Group 2 Innate Lymphoid Cells (ILC2s) are recently defined tissue-resident innate lymphocytes and they are highly heterogeneous cells based on its location. However, what are the tissue-specific signatures of ILC2s and how these cells integrate into the tissue microenvironment to perform tissue-specific functions remain unclear. Using single cell RNA sequencing and high-parameter flow cytometry, they found that ILC2s exhibited heterogeneity across different tissues, such as lung, intestine, and pancreas. Notably, lung ILC2s specially expressed Nrp1. To answer the questions of how ILC2s acquired Nrp1 expression, they found that Nrp1 was induced postnatally and sustained by lung-derived transforming growth factor beta-1 (TGFβ1). To address what is the functional role Nrp1 in regulating ILC2s, they found that TGFβ1–Nrp1 signaling enhanced ILC2 function by upregulating IL-33 receptor ST2 expression, therefore to accelerate the development of pulmonary fibrosis (Figure). Furthermore, EG00229, a small molecule inhibitor of Nrp1, could significantly reduce pulmonary collagen deposition, slow down the process of pulmonary fibrosis, and decrease the lethality of fibrosis by inhibiting ILC2 function. In accordance with the findings in mice, TGFβ1 induced the expression of NRP1 on human ILC2s. The expression level of Nrp1 on ILC2s from patients with fibrosis was higher than that from patients without fibrosis. Inhibition of Nrp1 with EG00229 suppressed human lung ILC2 activation. These findings lay the groundwork for Nrp1 as a potential therapeutic target of pulmonary fibrosis.

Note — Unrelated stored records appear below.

PR #2466, opened 2016-10-17
Setting db to django mysql backend.

vickumar1981:
Sets database to use django mysql backend explicitly.  Removes try...catch block.

## Additions

-

## Removals

-

## Changes

-  Uses django mysql database backend

## Testing

-

## Review

- @rosskarchner @chosak @willbarton @vccabral @m3brown

## Notes

-

## Todos

-

## Checklist

### DIFF
--- a/cfgov/cfgov/settings/base.py
+++ b/cfgov/cfgov/settings/base.py
@@ -19,11 +19,7 @@ PASSWORD_HASHERS = global_settings.PASSWORD_HASHERS
 # see https://docs.djangoproject.com/en/1.8/ref/settings/#std:setting-USE_ETAGS
 USE_ETAGS = True
 
-try:
-    import mysql
-    MYSQL_ENGINE = 'mysql.connector.django'
-except ImportError:
-    MYSQL_ENGINE = 'django.db.backends.mysql'
+MYSQL_ENGINE = 'django.db.backends.mysql'
 
 # Application definition
 


vccabral:
Can this go directly into the DATABASE dict?

vccabral:
LGTM except maybe it doesn't need to be a variable at all now.

vickumar1981:
@vccabral   The variable, `MYSQL_ENGINE`, is used in the following places, so it could go directly in the dictionary, but it would create more code than reduce:

https://github.com/cfpb/cfgov-refresh/blob/master/cfgov/cfgov/settings/local.py#L14
https://github.com/cfpb/cfgov-refresh/blob/master/cfgov/cfgov/settings/production.py#L40
https://github.com/cfpb/cfgov-refresh/blob/master/cfgov/cfgov/settings/base.py#L159

vickumar1981:
@vccabral   I suppose I could refactor those lines of code also, to reduce the redundancy.  What do you think?

vccabral:
@vickumar1981 thanks. Your comment address my concern.

rosskarchner:
@vickumar1981 what does this change improve?

I suspect it will break our current deploy, for any environment that uses the `fix_mysql` flag

We could *eliminate* fix_mysql if we build the mysql-python wheel on the destination server, instead of in Jenkins.

vickumar1981:
@rosskarchner  Sorry, should have put the issue on this PR: 

https://jira.demo.cfpb.gov/browse/DEV-2042

vickumar1981:
@rosskarchner If I run 'collectstatic' in sqllite mode, instead of using mysql, would that still build using drama-free and the `fix_mysql` flag?  

B/c that's what this PR attempts to do here: https://github.com/cfpb/cfgov-refresh/pull/2465

I would like to not have a `fix_mysql` flag if it is possible.

vickumar1981:
@rosskarchner   k, so this branch fails the build.

https://zusa.demo.cfpb.gov/view/Cf.gov/job/cf.gov-frontend-build/245/console
http://zusa.demo.cfpb.gov/view/Cf.gov/job/cf.gov-deploy-django/194/console

If you look at the deploy django job it states:

```
out: django.core.exceptions.ImproperlyConfigured: Error loading MySQLdb module: libmysqlclient_r.so.16: cannot open shared object file: No such file or directory
```

I have a few simple observations here before I close this PR:

1)  The cf.gov-deploy-django job while reporting the mysql error, also incorrectly reports that the job has succeeded.  Unless you actually look at the stack trace, you would have no idea there was even an error, meaning it could be easily overlooked.

2)  If you look at this PR, there's a green checkbox that says `All checks have passed`.  I strongly feel it would be a step forward, if we could ensure that this green checkbox also means that we have a high degree of confidence that a build will pass and deploy correctly.  Currently, that is not the case.

willbarton:
The source of the problem seems to be [GHE]/CFGOV/website/blob/master/fabfile.py#L62. I'm not entirely sure I follow what's supposed to happen there.

> 2) If you look at this PR, there's a green checkbox that says All checks have passed. I strongly feel it would be a step forward, if we could ensure that this green checkbox also means that we have a high degree of confidence that a build will pass and deploy correctly. Currently, that is not the case.

Do you have a suggestion of how we could catch a problem with the fabfile/deployment scripts in travis?

vickumar1981:
@willbarton  I'm open to ideas here.  But, I think we could perhaps open an issue about it.

vickumar1981:
please merge https://github.com/cfpb/cfgov-refresh/pull/2465 instead.

PR #2476, opened 2016-10-19
Minor tweaks

rosskarchner:
## Changes

- more complete usage of the static tag in base.html (for the favicon and og:image)
- brings in a template bug fix that was included in 3.11.2
- remove's the CDN'ed jquery, per feedback from @ascott1 

## Review

- @cfpb/cfgov-backends 

## Checklist


kave:
👍

rosskarchner:
thanks, @kave ;)

cfgov/jinja2/v1/_layouts/base.html
```diff
@@ -124,13 +123,7 @@
...
     <!--[if IE 9]><script src="{{ static('js/ie/common.ie.js') }}"></script><![endif]-->
 
-    {# TODO: jQuery CDN is provided in the head to satisfy
-             Google Tag Manager (GTM) requirements.
-             Ideally GTM would handle its own dependency management
-             and initializing jQuery could be moved to the footer. #}
-
-    <script src="//ajax.googleapis.com/ajax/libs/jquery/1.11.3/jquery.min.js"></script>
-    <script>if (!window.jQuery) { document.write('<script src="{{ static('js/jquery.min.js') }}"><\/script>'); }
+    <script src="{{ static('js/jquery.min.js') }}"></script>
```
Scotchester: Have we confirmed with the data team that they no longer require CDN-loaded jQuery in the `head`? And if they do, how do we reconcile that with the directive from @ascott1?

If they don't need it, then we should proceed, but move the jQuery inclusion to the bottom of `body`, right?

cfgov/jinja2/v1/newsroom/press-resources/index.html
```diff
@@ -160,7 +160,7 @@ <h2 class="press-section_title press-photos-bios_title">Photos and bios</h2>
             <section class="contact-person contact-person__director content-l_col-1-2">
                 <div class="media">
                     <img class="media_image media_image__150 contact-person_photo"
-                         src="{{ static('img/director-cordray-round-300x300.jpg')}"
+                         src="{{ static('img/director-cordray-round-300x300.jpg')}}"
```
Scotchester: Trivial: A space before the closing `{{` here would make this typo more obvious in the future :)

sebworks:
I'm not sure why we aren't loading jQuery from the CDN. Most first time users will already have jQuery stored in their cache if we use the CDN.  I feel like we should still use the CDN and work on removing jQuery from the codebase and the Google Analytics code.

Scotchester:
I wouldn't _think_ so, but, that comment in the HTML seems to indicate otherwise.

rosskarchner:
@sebworks wrote:
> I'm not sure why we aren't loading jQuery from the CDN. Most first time users will already have jQuery stored in their cache if we use the CDN.  I feel like we should still use the CDN and work on removing jQuery from the codebase and the Google Analytics code. 

I think the fear is is that a CDN could be compromised, and then a hostile party could inject code into the website. Far fetched? Maybe, but @ascott1 (and security folks) seem to think it's a risk worth avoiding.

sebworks:
> I'm not sure why we aren't loading jQuery from the CDN. Most first time users will already have jQuery stored in their cache if we use the CDN. I feel like we should still use the CDN and work on removing jQuery from the codebase and the Google Analytics code.

Yeah, but what about Google Analytics and Google Tag Manager? They say 70% of the web is using jQuery. I'd venture a significant portion of the group is loading jQuery from the Google CDN.  Their is also a performance hit for all our users once we have switched over. The minified file is 90kb.  I would rather work on removing jQuery from our codebase ( if possible given time constraints ).

richaagarwal:
Curious about this.  I think I agree with @sebworks, but I'm wondering why the only concern with a CDN is the jQuery (if it were to be compromised)?  Not sure I'm following the logic here. If a CDN is compromised, don't we have other things to worry about as well?

rosskarchner:
@richaagarwal in this case, we're talking about "ajax.googleapis.com" -- so the only problem would be jQuery. 

I 1000% agree with @sebworks (that the benefits of the CDN outweigh the risk), I just don't think it's a decision that's in our hands.

rosskarchner:
I'm going to remove the jQuery change from this PR: from the discussion it's clearly not a "minor tweak" ;)

Internal issue 384 has been opened for further discussion.

sebworks:
👍

cfgov/jinja2/v1/_layouts/base.html
rosskarchner: I've removed this change!

cfgov/jinja2/v1/newsroom/press-resources/index.html
rosskarchner: done!

cfgov/jinja2/v1/_layouts/base.html
```diff
@@ -74,8 +74,7 @@
         {% block og_article_author %}{% endblock %}
     <!-- End of Open Graph properties -->
 
-    {# TODO: Explicit favicon link needed for testing. Remove for production. #}
-    <link rel="shortcut icon" type="image/x-icon" href="/favicon.ico">
+    <link rel="shortcut icon" type="image/x-icon" href="{{ static('assets/favicon.ico')}}">
```
rosskarchner: Done!

rosskarchner:
it looks like Travis can't talk to Gitub right now--- maybe part of the big DNS outage?

Scotchester:
Ah yes, that could be it.

rosskarchner:
In a build [two hours ago](https://travis-ci.org/cfpb/cfgov-refresh/jobs/169589338):

> fatal: unable to access 'https://github.com/cfpb/cfgov-refresh.git/': Couldn't resolve host 'github.com'

PR #2477, opened 2016-10-19
Upgrade `gulp-sourcemaps` from `1.6.0` to `2.1.1`

anselmbradford:
## Changes

- Upgrade `gulp-sourcemaps` from `1.6.0` to `2.1.1` in `package.json`.
- Rebuild `npm-shrinkwrap.json`.

## Testing

- throw out `node_modules`.
- `npm install`
- `gulp build` should pass.

## Review

- @cfpb/cfgov-frontends


sebworks:
I honestly feel like we should kill source maps. They overhead isn't worth it. We should just provide easier options to run the code without minifying.

sebworks:
👍

anselmbradford:
> I honestly feel like we should kill source maps. They overhead isn't worth it. We should just provide easier options to run the code without minifying.

This is a good idea!

PR #2485, opened 2016-10-25
Removes gulp-load-plugins

anselmbradford:
`gulp-load-plugins` makes it more difficult to use search to find where a particular npm module is used, since the require statement for the modules is omitted and they come through via the `plugins` variable. 
Some tasks were already not using it, so by removing it completely, there's almost the equivalent amount of code and the modules can now be found in the requires section at the top of the gulp tasks.

## Removals

- Removes `gulp-load-plugins`

## Changes

- Alphabetizes require statements in gulp tasks.

## Testing

- `./frontend.sh` should pass.

## Review

- @cfpb/cfgov-frontends 
- @chosak


sebworks:
👍, @anselmbradford please update branch and merge when ready.

PR #2494, opened 2016-10-27
Update CHANGELOG setting so merges are less painful

richaagarwal:
@cfpb/cfgov-backends @cfpb/cfgov-frontends


anselmbradford:
Note that if you add a changelog entry on a branch in the `Unreleased` section and a release happens in the meantime, when rebasing with master the changelog entry will end up in the list of changes for the release, not in the `Unreleased` section where it should be. Just to be aware of since there won't be any change conflicts.

PR #2508, opened 2016-11-02
refactor get_appropriate_page_version into CFGOVPage

grapesmoker:
This is part of an ongoing effort to rid ourselves of global utility functions that should properly be instance methods. This PR refactors get_appropriate_page_version into the root CFGOVPage class and changes the usage of the function to correspond.

## Changes

- get_appropriate_page_version moved from util to CFGOVPage

## Testing

- Tests that previous mocked the page and called get_appropriate_page_version on the mock have been changed to use database fixtures. All tests pass.

## Review

- @rosskarchner @chosak @richaagarwal @willbarton @higs4281 

## Notes

- While working on this, it occurred to me that it's quite weird to use the `live` and `shared` properties in the way that we do here. Specifically, we're examining the `content_json`, which varies between page revisions, but Wagtail's own docs indicate that `live` and `shared` are to be interpreted as *per page* rather than as *per version*. While this technically works, it results in some confusion because when you load a revision, those two properties are overwritten with the page's value, which means that you can't rely on just reading those values from the returned object, but rather have to parse out the `content_json` into a dict and then look those things up. This seems like a bit of an abuse of the framework, and we might want to think about adding properties that achieve the functionality we want without hijacking Wagtail terminology for something that it might not be well-suited for.

## Checklist


cfgov/v1/models/base.py
```diff
@@ -212,12 +212,27 @@ def specific_categories_query(block, parent_slug):
         return {search_type: queryset for search_type, queryset in
                 related.items() if queryset}
 
+    def get_appropriate_page_version(self, hostname):
```
grapesmoker: No problem. I meant to do that but I just forgot. I can change this.

richaagarwal:
👍 Agree about the revisions stuff, perhaps a discussion for our next BEWD huddle?

grapesmoker:
Updated the code to use @chosak's middleware.

cfgov/v1/tests/test_util.py
```diff
@@ -19,57 +23,61 @@ def setUp(self):
...
+        self.revision_3 = self.new_page.revisions.create(content_json=json.dumps(content_json))
+
+        # rev 4
+        content_json['title'] = 'revision 4'
+        content_json['live'] = False
+        content_json['shared'] = False
+        self.revision_4 = self.new_page.revisions.create(content_json=json.dumps(content_json))
+
+    def test_production_returns_first_live_page(self):
+        self.request.is_staging = False
```
grapesmoker: I'm not really sure why this is hard to understand. These objects are attached to `self` because they are carried over from test to test; they are initialized in `setUp` so it's pretty clear what they're for. I prefer the method of factoring out common operations into `setUp` because it lets you see what is the same across all tests. For this particular series of tests, I don't feel super strongly about it and I can change it if people really prefer @chosak's version, but honestly I don't think it really improves readability in any meaningful way.

chosak: I don't feel strongly either so don't let me hold back this PR. This is a nice improvement so thanks for doing this refactoring.

One comment on "they are carried over from test to test" -- there's no guarantee of test order so changes in one test to a class property shouldn't be required for other tests to pass. Each test should only count on the initialization in `setUp`; there shouldn't be anything else getting carried over.

In this case, `self.request` is just a mock object so there's no advantage to creating it in `setUp` versus just making it inline in the test -- it's not particularly hard to understand but my point was just that it's an extra thing to go lookup to figure out how the test is working.

Another example would be [`test_shared_returns_None_for_only_draft_versions`](https://github.com/cfpb/cfgov-refresh/pull/2508/files#diff-d1f37930c781c3ba60f18e1c25884f40R67), which after this PR looks like:

```py
def test_shared_returns_None_for_only_draft_versions(self):
     self.revision_1.delete()
     self.revision_2.delete()
     self.revision_3.delete()

    version = self.new_page.get_appropriate_page_version(self.request)
    self.assertIsNone(version)
```


Let's say this test fails because of some changes and I'm looking at it as someone new to this code. It starts with deletion of three class member variables, which I have no way of understanding without looking through `setUp`. It calls the method under test using another class member `self.request` which isn't defined locally. I really have to dig into to all of these variables to understand what this is supposed to be testing.

Another way to do this might be to have helper methods in the class, so then you could have psuedocode like:

```py
def test_shared_returns_None_for_only_draft_versions(self):
    draft_page = self.create_new_page(live=False, shared=False)
    draft_revision = self.create_page_revision(draft_page, live=False, shared=False)
    self.assertIsNone(page.get_appropriate_page_version(request=Mock())
```

This code is more self-contained and readable and a new developer can tell what it's doing just from looking at the steps: first make a new page, then make a single draft revision, then assert that there are no appropriate page versions for that page.

(Some of those helper functions could be added to the ones we already have in `v1.tests.wagtail_pages.helpers`.)

This might be more a matter of preference so again I don't mean to hold this up; I do find it interesting to compare styles and understand the pros and cons of each.

grapesmoker: > One comment on "they are carried over from test to test" -- there's no guarantee of test order so changes in one test to a class property shouldn't be required for other tests to pass. Each test should only count on the initialization in setUp; there shouldn't be anything else getting carried over.

True, I hope I didn't imply that this was the case but if I did I just want to make it clear that I recognize this.

>Let's say this test fails because of some changes and I'm looking at it as someone new to this code. It starts with deletion of three class member variables, which I have no way of understanding without looking through setUp. It calls the method under test using another class member self.request which isn't defined locally. I really have to dig into to all of these variables to understand what this is supposed to be testing.

Yeah, this isn't great; I could probably change this to just pull up the various revisions and change their `live` and `shared` properties to match the test conditions. I think for a test with more complicated logic your approach would be the more correct one.

grapesmoker:
If there are no objections, can I merge this?

chosak:
:shipit: 👍

cfgov/v1/models/base.py
```diff
@@ -212,12 +212,26 @@ def specific_categories_query(block, parent_slug):
...
+                if page_version['shared']:
+                    return revision.as_page_object()
+
     def get_breadcrumbs(self, request):
         ancestors = self.get_ancestors()
         home_page_children = request.site.root_page.get_children()
         for i, ancestor in enumerate(ancestors):
             if ancestor in home_page_children:
-                return [util.get_appropriate_page_version(request, ancestor) for ancestor in ancestors[i+1:]]
+                return [ancestor.get_appropriate_page_version(request) for ancestor in ancestors[i+1:]]
```
rosskarchner: Seems like we need to call 'specific' here, since get_ancestors can return Page objects (which don't have the method). I included that fix on #2518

Figure. The model of Nrp1 promoting ILC2 function and accelerating pulmonary fibrosis

Dr. Jingjing Zhang from Shanghai Institute of Immunology and Dr. Jinxing Qiu from Shanghai Institute of Nutrition and Health are co-first authors. Dr. Lei Shen from Shanghai Institute of Immunology, Dr. Ju Qiu from Shanghai Institute of Nutrition and Health and Dr. Bin He from Shanghai Chest Hospital are co-corresponding authors. This work was funded by grants from the National Key R&D Program of the Ministry of Science and Technology, the National Natural Science Foundation of China, and the Natural Science Foundation of Shanghai.